AWS VPC Peering: SAA-C03 Study Guide

VPC Peering is a fundamental networking connection between two VPCs that enables you to route traffic between them using private IPv4 or IPv6 addresses. Instances in either VPC can communicate as if they are within the same network.

The Real-World Analogy

Imagine two separate office buildings (VPCs) in the same city. Instead of employees walking out the front door, onto the public highway (the Internet), and into the other building, the owners build a private enclosed sky-bridge directly between the two buildings. It’s faster, more secure, and the public never sees the traffic.

Core Concepts & Configuration

To establish a peering connection, the owner of the requester VPC sends a request to the owner of the accepter VPC. The connection is not active until the accepter VPC owner accepts the request.

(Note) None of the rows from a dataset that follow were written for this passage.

Issue #2072, opened 2018-08-30
plugin/cache - What if 2 DNS requests are hashed to the same key ?


fturib:
## Description
The KEY for cache-entry is an int32 that is computed by the function `hash(qname string, qtype uint16, do bool) uint32`.

As this function is a Hash -and not a Identifier-, it is possible to get collisions : two different set of values are hashed into the same KEY.

In that case these 2 initial different values will be saved in the SAME cache entry - the last one will recover the first one.

### Issue
At GET time, the cache does not make the difference between these 2 set of values, and will return always the DNS response of the last DNS query set with this KEY.

NOTE: This issue is unlikely to happen, but can have severe important impact as CoreDNS will reply a wrong valid answer that is not related to the DNS query.

### Propositions to fix

Split the key in 2 parts:
1. a hash part between 0 to 255  that will identify surely the shard
1. a string key that completely identify the DNS query items : concat(qname, qtype, do, '|')

Then:
- select the shard with the hash part
- enter the item in the shard's map with the key that is an identifier.
There should not change the perf as the Map anyway will re-hash the key (whatever is int or string).

miekg:
[ Quoting <notifications@github.com> in "[coredns/coredns] plugin/cache - Wh..." ]
>The KEY for cache-entry is an int32 that is computed by the function `hash(qname string, qtype uint16, do bool) uint32`.

We could move to a hash.Hash64, and use fnv.NewHash64() which would be 3/4 line 
change

eugen-kleiner-mesh:
> We could move to a hash.Hash64, and use fnv.NewHash64() which would be 3/4 line change

I think, making bigger hash will decrease the possibility of collision, but will not fully solve the issue. You can't code uniquely 255 bytes (domain length) into 4 or 8 bytes and guarantee that hash will not intersect.

fturib:
@ekleiner : there is a check in the cache that validate the data retrieved is the reply of the same query. because of possible collision that data may not be the right one, but we know it and drop the query to avoid reply an inappropriate response

At the end, the collision has an effect only on efficiency of the cache.

Moving to 64bit will decrease the frequency of collision (to an average of 1 per 100 year for a default cache and 10kQPS).

And we keep the efficiency of a cache with a key based on an integer instead of string or complex structure which would trigger garbage collector ...

miekg:
Fixed via #2077

PR #2074, opened 2018-08-31
pkg/Cache adapted to accept string keys

fturib:
- change pkg/cache to accept string key
- compute the shard value of the entry based on an hash on that string key
- change key computation for Cache plugin
- adapt key computation for DNSSEC plugin

**Still some questions :**
1. for CACHE, should we compute the key based on the whole DNS query msg (including edns0 values) ?
2- I update the key computation of DNSSEC based now on full RR values. Need to be validated

#2072 

I do not think need another documentation.

### DIFF
--- a/plugin/cache/cache.go
+++ b/plugin/cache/cache.go
@@ -64,7 +64,7 @@ func uint16ToWire(data uint16) string {
 }
 
 // hash serializes the RRset and return a signature cache key.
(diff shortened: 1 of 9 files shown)


miekg:
What is the memory (+gc) implication of this change. How does it effect 
benchmarks?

  • Cross-Account & Cross-Region: You can peer VPCs across different AWS accounts and different AWS regions (Inter-Region VPC Peering).
  • Routing: You must manually update the Route Tables in both VPCs to point to the Peering Connection ID (pcx-xxxxxx).
  • Security Groups: You can reference Security Groups from a peered VPC (within the same region) to allow specific traffic.

The Non-Transitive Rule

This is the most critical concept for the SAA-C03 exam. VPC Peering is NOT transitive. If VPC A is peered with VPC B, and VPC B is peered with VPC C, VPC A cannot communicate with VPC C through VPC B. You must create a direct peering connection between A and C.

Comparison: VPC Peering vs. Alternatives

Feature VPC Peering Transit Gateway AWS PrivateLink
Architecture Point-to-Point (Mesh) Hub-and-Spoke Service-to-Service
Transitive? No Yes No
Complexity High at scale (N²) Low at scale (Centralized) Low (Unidirectional)
Cost No hourly fee; Data transfer only Hourly fee + Data processing fee Hourly fee + Data processing fee

Decision Matrix: If–Then Guide

  • If you need to connect two VPCs with the lowest possible latency and no extra hourly costs, Then choose VPC Peering.
  • If you have tens or hundreds of VPCs that need to communicate with each other, Then choose AWS Transit Gateway.
  • If you want to expose a specific service to thousands of other VPCs without allowing full network access, Then choose AWS PrivateLink.
  • If you have overlapping CIDR blocks, Then VPC Peering is impossible.

Exam Tips and Gotchas

  • No Overlapping CIDRs: You cannot peer VPCs if their primary or secondary CIDR blocks overlap. This is a common “distractor” in exam questions.
  • Edge-to-Edge Routing: You cannot use a VPC peering connection to “hop” to a VPN or Direct Connect on the other side. (e.g., On-prem -> VPN -> VPC A -> Peering -> VPC B is NOT allowed).
  • DNS Resolution: By default, peered VPCs resolve public hostnames to public IPs. You must explicitly enable “DNS Resolution Support” in the peering connection settings to resolve to private IPs.
  • Update Both Sides: A peering connection is useless without route table entries in both VPCs.

Topics covered:

Summary of key subtopics covered in this guide:

  • Requester/Accepter workflow.
  • Inter-Region and Cross-Account capabilities.
  • The “No Transitive Routing” constraint.
  • Route table and Security Group integration.
  • Comparison with Transit Gateway and PrivateLink.
  • CIDR overlap restrictions.

VPC Peering Architecture Infographic

VPC A VPC B VPC C NO TRANSITIVE ACCESS (A to C) X

Diagram: VPC A can talk to B, B can talk to C, but A cannot talk to C through B.

Service Ecosystem

Connectivity
  • IAM: Control who can create/accept peering.
  • VPC Flow Logs: Capture IP traffic on the peering link.
  • CloudWatch: Monitor peering connection status.

Performance & Scaling

High Speed
  • No single point of failure.
  • No bandwidth bottleneck (limited only by instance size).
  • Inter-region traffic is encrypted by AWS.

Cost Optimization

Economy
  • $0 Setup or Hourly fees.
  • Standard Data Transfer rates apply.
  • Cheapest option for connecting a small number of VPCs.

Production Use Case

Scenario: A company has a “Shared Services” VPC containing a centralized Active Directory and Logging server. They peer 3 other application VPCs to this Shared VPC.

Benefit: The applications can reach the AD server securely over private IPs without the cost of a Transit Gateway or the exposure of a Public Internet Gateway.